Waco The TSTC Foundation David and Valerie Fallas Scholarship

(WACO, Texas) – The TSTC Foundation, the support arm of Texas State Technical College, has received a significant gift to help students in specific programs on the Waco campus.

The $1 million cash gift to create the David and Valerie Fallas Scholarship was announced at the TSTC Board of Regents meeting and quarterly dinner on Wednesday, Nov. 8. Attendees gave the Fallas family a standing ovation following the announcement.

“TSTC provides extraordinarily high value for students because tuition is affordable and the resulting careers are lucrative,” said Mike Reeser, chancellor and CEO of TSTC. “So the benefit provided by a gift of this magnitude will be felt by many students for years to come.”

The scholarship will benefit TSTC students in the Drafting and Design program and Robotics and Industrial Controls Technology program at the Waco campus. 

The gift will also help workforce training students taking mechatronics classes at The WorkSITE, a collaboration between the city of Waco, McLennan County and other community partners to deliver workforce training and microcredentials to address the industrial skills gap for existing and future industries of Waco and McLennan County.

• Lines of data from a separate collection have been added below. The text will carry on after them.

PR #288, opened 2021-08-23
[Hoang Le Tri Cuong] iP

ErnestCuong:
DukePro Max Plus Ultra allows you to track your tasks with ease. Or is it? ([Vsauce](https://www.youtube.com/watch?v=IfX1hJS0iGM&t=37s))

This chat box is,
* text-based
* FAST FAST FAST
* ~~EASY~~ SUPERCALIFRAGILISTICEXPIALIDOCIOUSLY EASY to use

All you need to do is,
1. Download DukePro Max Plus Ultra [here](https://www.youtube.com/watch?v=dQw4w9WgXcQ) :wink:
2. Double-click it
3. Add your tasks
4. Magic!

Wait, did I forget to mention the best part? It's **FREE**! :partying_face:

Currently we have the following features:
- [x] Task Management
- [ ] Reminders (Coming soon!)

```java
public class Main {
    }
}
```


src/main/java/duke/FindCommand.java
```diff
@@ -0,0 +1,31 @@
...
+        this.userInput = userInput;
+    }
+
+    @Override
+    public String getResponse(TaskList tasks, Ui ui, Storage storage) throws DukeException {
+        try {
+            TaskList found = new TaskList();
+            for (int i = 0; i < tasks.numOfTasks(); i++) {
+                Task curr = tasks.getTask(i);
+                if (curr.checkDescription(userInput.substring(5))) found.addTask(curr);
```
rebeccacxy: Should conditionals be put on a separate line and wrapped by curly brackets?

src/main/java/duke/Storage.java
```diff
@@ -0,0 +1,86 @@
...
+                    int end = curr.lastIndexOf(")");
+                    Task currentTask = new Deadline(
+                            curr.substring(7, by),
+                            LocalDateTime.parse(curr.substring(by + 6, end),
+                                    DateTimeFormatter.ofPattern("MMM dd yyyy HH:mm"))
+                    );
+                    tasks.add(currentTask);
+                } else {
+                    // do nothing
+                }
```
rebeccacxy: Is this best practice to have an empty else clause? Perhaps an exception could be thrown here

src/main/java/duke/Task.java
```diff
@@ -0,0 +1,27 @@
...
+        return description.contains(input);
+    }
+
+    public String getStatusIcon() {
+        return (isDone ? "X" : " "); // mark done task with X
+    }
+
+    public void markAsDone() {
+        isDone = true; // mark this task as done
+    }
```
rebeccacxy: Missing javadocs for this task class?

src/main/java/duke/TaskList.java
```diff
@@ -0,0 +1,46 @@
...
+        return tasks.get(i);
+    }
+
+    public Task removeTask(int i) {
+        return this.tasks.remove(i);
+    }
+
+    public int numOfTasks() {
+        return tasks.size();
+    }
```
rebeccacxy: Missing javadocs for this tasklist class?

src/main/java/duke/Parser.java
```diff
@@ -0,0 +1,23 @@
+package duke;
+
+public class Parser {
+    public Parser() {
+
+    }
```
rebeccacxy: Is this empty constructor needed?

src/main/java/duke/Storage.java
```diff
@@ -0,0 +1,86 @@
...
+import java.util.ArrayList;
+import java.util.Scanner;
+
+public class Storage {
+    Path currentRelativePath = Paths.get("");
+    String s = currentRelativePath.toAbsolutePath().toString();
+
+    public Storage() {
+
+    }
```
rebeccacxy: Is this empty constructor needed?

src/main/java/duke/Storage.java
```diff
@@ -0,0 +1,86 @@
...
+
+    public ArrayList<Task> load() throws DukeException {
```
rebeccacxy, line 30: Since your save method is named `saveTasks`, would it be better to name this `loadTasks`? For standardisation

src/main/java/duke/Ui.java
```diff
@@ -0,0 +1,61 @@
...
+    }
+
+    public String showTaskDone(Task task) {
+        return "Nice! I've marked this task as done:\n  "
+                + task.toString();
+    }
+
+    public String showError(String s) {
+        return s;
+    }
```
rebeccacxy: Would it be better to name these methods `getXXX` instead of `showXXX`?

src/main/java/MainWindow.java
```diff
@@ -0,0 +1,54 @@
...
+    private Duke duke;
+
+    private Image userImage = new Image(this.getClass().getResourceAsStream("/images/DaUser.png"));
+    private Image dukeImage = new Image(this.getClass().getResourceAsStream("/images/DaDuke.png"));
+
+    @FXML
+    public void initialize() {
+        scrollPane.vvalueProperty().bind(dialogContainer.heightProperty());
+
+        String greeting = "Hello! I'm Duke\nWhat can I do for you?";
```
rebeccacxy, line 33: Would it be better for this to be a global variable? And naming in caps, ie `private static final String GREET = ...` And also would it be better for this to be done in the Ui class and set a getter to it?

rebeccacxy (commented):
Overall, code quality is pretty good and I didn't find many violations. 
However, you are missing javadocs in many classes (all public methods must have them iirc) and there are some coding standard violations you can take note of. It is also better to put your classes in separate packages, ie. `storage`, `tasks`, `util` instead of all in one `duke` package. 

Good job and all the best for the rest of IP!

src/main/java/Duke.java
```diff
@@ -1,10 +1,58 @@
...
+        try {
+            Command c = Parser.parse(input);
+            return c.getResponse(tasks, ui, storage);
+        } catch (DukeException e) {
+            return ui.showError(e.getMessage());
+        }
+    }
+
+
+    public void run() {
```
jayasting98: Perhaps you can consider adding a Javadoc header comment for this public method. Otherwise, maybe you can also consider making it private since, if I am not wrong, I do not think this is called anywhere else.

src/main/java/Duke.java
```diff
@@ -1,10 +1,58 @@
+import duke.Command;
+import duke.DukeException;
+import duke.Parser;
+import duke.Storage;
+import duke.TaskList;
+import duke.Ui;
+
 public class Duke {
```
jayasting98, line 11: Should this have a Javadoc header comment as well since it is a public class?

src/main/java/Duke.java
```diff
@@ -1,10 +1,58 @@
...
+
+    private Storage storage;
+    private TaskList tasks;
+    private Ui ui;
+
+    public Duke() {
```
jayasting98, line 20: Maybe you should consider adding a Javadoc header comment for this public constructor too, or make it private since I think it is only called here if I am not mistaken.

src/main/java/Duke.java
```diff
@@ -1,10 +1,58 @@
...
+                c.getResponse(tasks, ui, storage);
+                isExit = c.isExit();
+            } catch (DukeException e) {
+                ui.showError(e.getMessage());
+            }
+        }
+        ui.closeUserInput();
+    }
+
     public static void main(String[] args) {
```
jayasting98, line 47: Maybe you should add a Javadoc header comment for this public method too, though perhaps it is not that necessary for the main method.

src/main/java/duke/AddCommand.java
```diff
@@ -0,0 +1,79 @@
...
+                    LocalDateTime.parse(s.substring(by + 5), DateTimeFormatter.ofPattern("yyyy-MM-dd HH:mm"))
+            );
+            tasks.addTask(curr);
+            return ui.showAddTask(curr, tasks.numOfTasks());
+        } catch (IndexOutOfBoundsException e) {
+            throw new DukeException("The description and time of a deadline cannot be empty.");
+        } catch (DateTimeParseException e) {
+            throw new DukeException("The time must be in this format: yyyy-MM-dd HH:mm");
+        }
+    }
```
jayasting98: Perhaps you should consider adding Javadoc header comments for this public class and public members as well. I noticed you were missing Javadoc header comments for other public things as well.

src/main/java/duke/Storage.java
```diff
@@ -0,0 +1,86 @@
...
+import java.nio.file.Path;
+import java.nio.file.Paths;
+import java.time.LocalDateTime;
+import java.time.format.DateTimeFormatter;
+import java.util.ArrayList;
+import java.util.Scanner;
+
+public class Storage {
+    Path currentRelativePath = Paths.get("");
+    String s = currentRelativePath.toAbsolutePath().toString();
```
jayasting98: Is there any reason these are non-private? Does `Storage` have subclasses that require access to these? On the other hand, even if there are, perhaps you could consider using getter methods even for only subclasses to use.

src/main/java/duke/TaskList.java
```diff
@@ -0,0 +1,46 @@
...
+        this.tasks.add(task);
+    }
+
+    public Task getTask(int i) {
+        return tasks.get(i);
+    }
+
+    public Task removeTask(int i) {
+        return this.tasks.remove(i);
+    }
```
jayasting98: Since there are no other similarly-named local variables as `tasks` in some of these, perhaps you could consider removing `this` from `this.tasks`.

src/main/java/duke/Storage.java
jayasting98: Since `s` is a variable with a large scope (a class instance variable), maybe consider using a longer, more descriptive name for it, or perhaps consider moving it to a smaller scope.

jayasting98 (commented):
Overall, I found your code had minimal coding style violations, except maybe missing Javadoc header comments in some places. Still, it is pretty clean overall. Keep it up!

src/main/java/duke/TaskList.java
ErnestCuong: Noted. Thank you for this suggestion.

src/main/java/duke/TaskList.java
ErnestCuong: Yes, thank you for pointing this out. I will update them as soon as possible. I was in a rush to submit so I forgot to put javadocs for some classes and methods.

src/main/java/duke/Ui.java
ErnestCuong: Yes, I initially put the methods as `void` but after changing them to return `String` I didn't change the name. Thank you for the suggestion.

src/main/java/duke/FindCommand.java
ErnestCuong: Yes, you are right. Thank you for pointing this out.

src/main/java/MainWindow.java
ErnestCuong: You are right. Your suggestion seems to be better.

src/main/java/duke/Parser.java
ErnestCuong: I was not aware that there is no need to include an empty constructor. Thank you for pointing this out.

src/main/java/duke/Storage.java
ErnestCuong: Yes, I forgot to put the access modifier `private`. And you suggestion for the naming is correct. However, these fields are not really used anywhere, so I probably should delete them. Thank you for the suggestions.

src/main/java/duke/Storage.java
ErnestCuong: Yes, you are right.

src/main/java/duke/Storage.java
ErnestCuong: You are right, I should throw an exception here.

src/main/java/duke/Task.java
ErnestCuong: Yes, thank you for pointing out.

src/main/java/Duke.java
ErnestCuong: Yes, thank you for pointing this out. I will update them as soon as possible. I was in a rush to submit so I forgot to put javadocs for some classes and methods.

PR #314, opened 2021-08-23
[Ngu Yi Yang] iP

nguyiyang:
# Lania
> Your **personal** chatbot to handle your tasks

Forget about remembering your own tasks, _Lania_ does it for you. It's
* easy to use
* fast
* friendly :blush:

Start using _Lania_ by doing the following,
1. download it from https://github.com/nguyiyang/ip/releases/tag/v0.1.
2. double-click it.
3. add and manage your tasks.
4. **enjoy**!

Features include:
- [x] Managing tasks
- [x] Finding tasks
- [ ] Graphical User Interface(coming soon)

Here's a short snippet of the Java program if you're interested! The `main` method:
```javascript
        Lania lania = new Lania("data/lania.txt");
        lania.run();
    }
}
```


KelvinSoo (commented):
The code looks impressive! I can't find any coding violations.

src/main/java/lania/Parser.java
```diff
@@ -0,0 +1,128 @@
...
+ */
+public class Parser {
+
+    /**
+     * Decides which command to execute based on the given input.
+     *
+     * @param fullCommand The input given by user.
+     * @return The type of command to be executed.
+     */
+    public Command parse(String fullCommand) throws LaniaException {
```
DonnyS57, line 30: This code is fine on its own but perhaps a switch statement can help to increase the readability of the code?

DonnyS57 (commented):
Aside from the single method that I commented, everything else looks good! All the methods are very clear on their purpose and very readable! Keep up the amazing work 👍

src/main/java/lania/Parser.java
```diff
@@ -0,0 +1,128 @@
...
+        } else if (firstCommand.equals("list")) {
+            return new ListCommand();
+        } else if (firstCommand.equals("find")) {
+            return new FindCommand(parseTaskDescription(fullCommand));
+        } else if (firstCommand.equals("done")) {
+            return new CompleteCommand(getIndex(fullCommand));
+        } else if (firstCommand.equals("delete")) {
+            return new DeleteCommand(getIndex(fullCommand));
+        } else {
+            if (firstCommand.equals("todo")) {
```
dannylty: I understand that these lines below refer to commands that create new tasks but would it be better to either keep it at the same indentation or abstract this out into another method to create tasks?

src/main/java/lania/Parser.java
```diff
@@ -0,0 +1,128 @@
...
+
+    /**
+     * Checks the description of the given task,
+     * provided that the type of task is specified.
+     *
+     * @param command The command given to the Lania.
+     * @return The description of the given task.
+     * @throws LaniaEmptyDescriptionException If the task description is not given.
+     */
+    public String parseTaskDescription(String command) throws LaniaEmptyDescriptionException {
```
dannylty, line 81: Would it be good to standardize the word "Description" in the method names given that the below two methods for Deadline and Event does not contain it?

src/main/java/lania/Storage.java
```diff
@@ -0,0 +1,97 @@
...
+        if (f.createNewFile()) {
+            return new TaskList();
+        } else {
+            TaskList tasks = new TaskList();
+            Scanner s = new Scanner(f);
+            while (s.hasNext()) {
+                String next = s.nextLine();
+                String[] split = next.split("\\|", 4);
+                Task t;
+                if (split[0].equals("T")) {
```
dannylty: I didn't like the raw logic being in the 4th indentation level here. Consider packaging it into a separate method?

src/main/java/lania/task/Deadline.java
```diff
@@ -0,0 +1,48 @@
...
+     * Converts the deadline object to a string representation.
+     *
+     * @return The string representation of the deadline object.
+     */
+    public String getStringFormat() {
+        return "D|" + this.getStatusIcon() + "|" + this.description + "|" + this.by + "\n";
+    }
+
+    /**
+     * Another string representation of the deadline object.
```
dannylty: Maybe include the differences between the two convert-to-String methods. Applies for the below classes too.

dannylty (commented):
I liked how every method and class has a description/comments. Good job!

src/main/java/lania/Parser.java
nguyiyang: Thank you for pointing that out, I agree with you and will do so to improve the readability.

src/main/java/lania/Parser.java
nguyiyang: Thank you for pointing that out, I think keeping them at the same indentation would be great.

src/main/java/lania/Parser.java
nguyiyang: Thank you for pointing that out, I think that would make the methods more consistent and easily understood.

src/main/java/lania/Storage.java
nguyiyang: Thank you for the advice, abstracting the code into a method would indeed make it cleaner. Will do so!

PR #1064, opened 2021-08-17
Fix ubuntu versions mismatch in CI

usernamedt:
Ubuntu version has been bumped from 16.04 to 20.04 in [this PR](https://github.com/wal-g/wal-g/pull/866) but looks like these places should be bumped too.


usernamedt:
unrelated to the issue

Beth Wooten, provost of TSTC’s Waco campus, said the gift is transformational. She said the Fallas family has consistently donated to TSTC for several years.

“They believed in what we did and the impact not just in individual lives, but collectively across Texas,” Wooten said. “They are so passionate about what they do at (the family-owned) Fallas Automation and in helping other people. To meet them, you sense it immediately.”

Pete Rowe, TSTC’s vice president of external relations, called the Fallas family “the ultimate partners” in supporting TSTC.

“They want to see where the money is going and want to meet the students and follow them,” he said.

David Fallas said he was working in the early 1970s at M&M/Mars in the United Kingdom when he was chosen to move to Waco to build and design what is now the Mars Wrigley Confectionery in Waco.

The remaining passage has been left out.